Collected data

PR #1236, opened 2019-04-05
Added prerelease version matching comment

### LINKED ISSUE #1177: Document better include_prerelease
https://github.com/conan-io/conan/issues/4882

Put an explicit example and clarify that, first the condition (>=1.0) has to be satisfied, then, that using include_prerelease it will also take into account the prereleases.

monsdar:
Fixes #1177

### DIFF
--- a/mastering/version_ranges.rst
+++ b/mastering/version_ranges.rst
@@ -43,6 +43,8 @@ There are two options for the version range:
                                                    # E.g. version "1.2.3.4" would not be accepted. 
    [~1.2.3, loose=False, include_prerelease=True]  # Both options can be used for the same version range.
 
+Note that prereleases are handled with lower precedence than their release counterpart. The expression ``[>=1.0.0, include_prerelease=True]`` will not match the package reference ``Pkg/1.0.0@user/stable``. 1.0.0 is a full release, which is always considered "newer" than any prerelease of 1.0.0. To match release version 1.0.0 the following expression would work: ``[>0.9.9, include_prerelease=True]``.
+
 Version range expressions are evaluated at the time of building the dependency graph, from
 downstream to upstream dependencies. No joint-compatibility of the full graph is computed. Instead,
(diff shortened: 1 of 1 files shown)


mastering/version_ranges.rst
```diff
@@ -43,6 +43,8 @@ There are two options for the version range:
                                                    # E.g. version "1.2.3.4" would not be accepted. 
    [~1.2.3, loose=False, include_prerelease=True]  # Both options can be used for the same version range.
 
+Note that prereleases are handled with lower precedence than their release counterpart. The expression ``[>=1.0.0, include_prerelease=True]`` will not match the package reference ``Pkg/1.0.0@user/stable``. 1.0.0 is a full release, which is always considered "newer" than any prerelease of 1.0.0. To match release version 1.0.0 the following expression would work: ``[>0.9.9, include_prerelease=True]``.
+
```
jgsogo: This is not accurate, ``[>=1.0.0, include_prerelease=True]`` should match ``"1.0.0"``:

```
>>> from semver import SemVer, Range, max_satisfying
>>> v = SemVer("1.0.0", loose=True)
>>> r = Range(">=1.0.0", loose=True)
>>> max_satisfying([v], r, loose=True, include_prerelease=True)
<SemVer 1.0.0 >
```

I think there are a couple of typos in the paragraph:

> Note that prereleases are handled with lower precedence than their release counterpart. The expression ``[>=1.0.0, include_prerelease=True]`` will not match the package reference ``Pkg/1.0.0-23@user/stable``. 1.0.0 is a full release, which is always considered _newer_ than any prerelease of 1.0.0. To match this prerelease ``1.0.0-23`` the following expression would work: ``[>=1.0.0-0, include_prerelease=True]``.

jgsogo:
On https://github.com/conan-io/docs/pull/1411 text was changed and a comment about prerelease version matching was added. 

Anyway, thanks for the PR.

(Your instructions): Could you retype all of the entries, leaving every character unchanged?

(Solution to this exercise):
PR #1236, opened 2019-04-05
Added prerelease version matching comment

### LINKED ISSUE #1177: Document better include_prerelease
https://github.com/conan-io/conan/issues/4882

Put an explicit example and clarify that, first the condition (>=1.0) has to be satisfied, then, that using include_prerelease it will also take into account the prereleases.

monsdar:
Fixes #1177

### DIFF
--- a/mastering/version_ranges.rst
+++ b/mastering/version_ranges.rst
@@ -43,6 +43,8 @@ There are two options for the version range:
                                                    # E.g. version "1.2.3.4" would not be accepted. 
    [~1.2.3, loose=False, include_prerelease=True]  # Both options can be used for the same version range.
 
+Note that prereleases are handled with lower precedence than their release counterpart. The expression ``[>=1.0.0, include_prerelease=True]`` will not match the package reference ``Pkg/1.0.0@user/stable``. 1.0.0 is a full release, which is always considered "newer" than any prerelease of 1.0.0. To match release version 1.0.0 the following expression would work: ``[>0.9.9, include_prerelease=True]``.
+
 Version range expressions are evaluated at the time of building the dependency graph, from
 downstream to upstream dependencies. No joint-compatibility of the full graph is computed. Instead,
(diff shortened: 1 of 1 files shown)


mastering/version_ranges.rst
```diff
@@ -43,6 +43,8 @@ There are two options for the version range:
                                                    # E.g. version "1.2.3.4" would not be accepted. 
    [~1.2.3, loose=False, include_prerelease=True]  # Both options can be used for the same version range.
 
+Note that prereleases are handled with lower precedence than their release counterpart. The expression ``[>=1.0.0, include_prerelease=True]`` will not match the package reference ``Pkg/1.0.0@user/stable``. 1.0.0 is a full release, which is always considered "newer" than any prerelease of 1.0.0. To match release version 1.0.0 the following expression would work: ``[>0.9.9, include_prerelease=True]``.
+
```
jgsogo: This is not accurate, ``[>=1.0.0, include_prerelease=True]`` should match ``"1.0.0"``:

```
>>> from semver import SemVer, Range, max_satisfying
>>> v = SemVer("1.0.0", loose=True)
>>> r = Range(">=1.0.0", loose=True)
>>> max_satisfying([v], r, loose=True, include_prerelease=True)
<SemVer 1.0.0 >
```

I think there are a couple of typos in the paragraph:

> Note that prereleases are handled with lower precedence than their release counterpart. The expression ``[>=1.0.0, include_prerelease=True]`` will not match the package reference ``Pkg/1.0.0-23@user/stable``. 1.0.0 is a full release, which is always considered _newer_ than any prerelease of 1.0.0. To match this prerelease ``1.0.0-23`` the following expression would work: ``[>=1.0.0-0, include_prerelease=True]``.

jgsogo:
On https://github.com/conan-io/docs/pull/1411 text was changed and a comment about prerelease version matching was added. 

Anyway, thanks for the PR.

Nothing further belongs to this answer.